Это был светлый двор под открытым небом, вымощенный мрамором. Справа и слева шли двухъярусные аркады, образуя галерею с перилами — прохладную и гулкую, как в монастыре. Над задней частью двора, ближе к суровому фронтону дворца, был натянут обширный красный балдахин с золотой каймой; под ним выделялся четкий квадрат тени. Два сикоморовых шеста с цветком на верхушке поддерживали тяжелый штоф.

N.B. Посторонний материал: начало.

PR #631, opened 2017-02-11
feat(longStackTraceSpec): handled promise rejection can also render longstacktrace

JiaLiPassion:
1. fix typo in longstacktrace
2. zone.js have longStackTraceSpec, it is very powerful, but it can't render handled promise rejection.

```javascript
const longStackTraceZoneSpec = Zone['longStackTraceZoneSpec'];

Zone.current.fork(longStackTraceZoneSpec).run(() => {
  Promise p = new Promise((resolve, reject) => {
    setTimeout(() => {
      reject(new Error('Promise error'));
    }, 10);
  });

  p.catch(error => console.log(error.stack);}
});
```

In this case, the error p.catch got is not a longStackTrace, because it is a handled promise rejection so it will not call longStackTraceSpec's onHandleError callback.

in this PR, I add a helper method in LongStackTraceZoneSpec, so if user want to render longStackTrace in promise.then/catch, user can call the method.

```javascript
const longStackTraceZoneSpec = Zone['longStackTraceZoneSpec'];

Zone.current.fork(longStackTraceZoneSpec).run(() => {
  Promise p = new Promise((resolve, reject) => {
    setTimeout(() => {
      reject(new Error('Promise error'));
    }, 10);
  });

  p.catch(error => console.log(longStackTraceZoneSpec.getLongStackTrace(error));}
});
```

Here, user should call longStackTraceZoneSpec.getLongStackTrace(error) themselves, error.stack
is still the original stack. the reason that not set stack automatically here is because I don't want to break the logic of "handled promise rejection".

### DIFF
--- a/lib/zone-spec/long-stack-trace.ts
+++ b/lib/zone-spec/long-stack-trace.ts
@@ -27,18 +27,18 @@ function getStacktraceWithUncaughtError(): Error {
 function getStacktraceWithCaughtError(): Error {
   try {
     throw getStacktraceWithUncaughtError();
-  } catch (error) {
-    return error;
+  } catch (err) {
+    return err;
   }
 }
 
 // Some implementations of exception handling don't create a stack trace if the exception
 // isn't thrown, however it's faster not to actually throw the exception.
 const error = getStacktraceWithUncaughtError();
-const coughtError = getStacktraceWithCaughtError();
+const caughtError = getStacktraceWithCaughtError();
 const getStacktrace = error.stack ?
     getStacktraceWithUncaughtError :
-    (coughtError.stack ? getStacktraceWithCaughtError : getStacktraceWithUncaughtError);
+    (caughtError.stack ? getStacktraceWithCaughtError : getStacktraceWithUncaughtError);
 
 function getFrames(error: Error): string[] {
   return error.stack ? error.stack.split(NEWLINE) : [];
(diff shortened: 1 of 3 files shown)


lib/zone-spec/long-stack-trace.ts
```diff
@@ -6,6 +6,8 @@
  * found in the LICENSE file at https://angular.io/license
  */
 
+import {zoneSymbol} from '../common/utils';
```
mhevery: Can't do imports like that, because it would pull in the whole utils file. This file is meant to be stand alone and so no external imports are allowed.

Just use `Zone.__symbol__`

JiaLiPassion: Yes, you are right, I will modify it.

By the way, I just found the same problem exists in my previous PR, for web-apis-mediaquery patch, and web-apis-notification patch, those patches are also be separated, and import function from utils. I will also modify those files  to make sure the standalone files not import from utils.

JiaLiPassion:
@mhevery , I have modified it , please review.

test/zone-spec/long-stack-trace-zone.spec.ts
```diff
@@ -91,6 +92,25 @@ describe('longStackTraceZone', function() {
...
+      setTimeout(function() {
+        setTimeout(function() {
+          let promise = new Promise(function(resolve, reject) {
+            setTimeout(function() {
+              reject(new Error('Hello Promise'));
+            }, 0);
+          });
+          promise.catch(function(error) {
+            expect(longStackTraceZoneSpec.getLongStackTrace(error).split('Elapsed: ').length)
+                .toBe(4);
```
mhevery: What exactly is this asserting? Could we make a test which is more explicit?

test/zone-spec/long-stack-trace-zone.spec.ts
```diff
@@ -91,6 +92,25 @@ describe('longStackTraceZone', function() {
       }, 0);
     });
   });
+
+  it('should produce long stack traces when has handled error in promise', function(done) {
```
mhevery: ...`when handling errors in promises`

JiaLiPassion: modified

test/zone-spec/long-stack-trace-zone.spec.ts
JiaLiPassion: Here the asserting means with the longStackTraceZoneSpec.getLongStackTrace method, error which was catch in handing promise rejection can have long stack trace, so here I just assert the stack trace contains `Elapsed:` string.

JiaLiPassion:
@mhevery , I have updated the comment, please review whether it is ok. thank you.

Здесь теснилась огромная толпа. Окаймленные голубой бахромой хитоны фарисеев смешались с грубыми холщовыми рубахами ремесленников, перехваченными кожаным поясом; были тут и полосатые — серые с белым — бурнусы галилеян, и красные плащи с капюшоном купцов из Тивериады; попадались женщины, не допускавшиеся, однако, под балдахин; они привставали на носки своих желтых мягких туфель, закрываясь от солнца краем покрывала. От толпы жарко пахло потом и миррой. По краям, над морем белых тюрбанов, сверкали острия пик. А под навесом, на возвышении, сидел человек с осанкой властелина; его окаймленная пурпуром тога ниспадала благородными складками; он был неподвижен, как мраморное изваяние; мощный кулак подпирал седеющую бороду. Глубоко посаженные сонные глаза были полузакрыты, красный шнурок придерживал волосы. Позади него, на спинке курульного кресла, служившего ей как бы пьедесталом, бронзовая римская волчица ощерила свою ненасытную пасть. Я спросил Топсиуса, кто этот задумчивый сановник.

— Понтий, по прозвищу Пилат, бывший наместник Батавии.

Я стал медленно бродить по двору, стараясь, как в церкви, потише стучать каблуками. Небо изливало тишину; лишь изредка из садов доносился резкий, унылый крик павлинов. У балюстрады боковых аркад храпели на солнцепеке животами кверху голые негры. Какая-то старуха, присев возле своей корзины с фруктами, пересчитывала выручку. Рабочие чинили крышу, примостившись на лесах между колоннами. Дети в углу играли железными обручами, которые нежно звенели о плиты.

Вдруг кто-то дружески хлопнул по плечу летописца Иродов. Это был красавец Манассей; рядом с ним стоял высокий старик с благородной и величавой осанкой. Топсиус с сыновним почтением поцеловал рукав его белой одежды, украшенной узором в виде виноградных листьев. Белоснежная борода, блестевшая от масла, доходила ему до пояса. Из-под головной повязки падали, точно мантия из царственного горностая, белые кудри. В одной руке, унизанной кольцами, он держал жезл из слоновой кости, другой рукой вел мальчика с бледным личиком и прекрасными, как звезды, глазами; ребенок был похож на ландыш, приютившийся в тени кедра.